### Action item
Every entry below is to be copied exactly, with nothing omitted.

[Stored data]
*** Begin section ***
PR #437, opened 2020-07-28
Convert old print statement into function

sisou:
For Python 3 compatibility.

The current syntax is leading to a syntax error when used with Python 3.


CendioOssman:
Odd. I'm not getting a syntax error from Python 3 here. Still, it is incorrect so thanks for spotting this.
*** End section ***
### Solution for this problem
PR #437, opened 2020-07-28
Convert old print statement into function

sisou:
For Python 3 compatibility.

The current syntax is leading to a syntax error when used with Python 3.


CendioOssman:
Odd. I'm not getting a syntax error from Python 3 here. Still, it is incorrect so thanks for spotting this.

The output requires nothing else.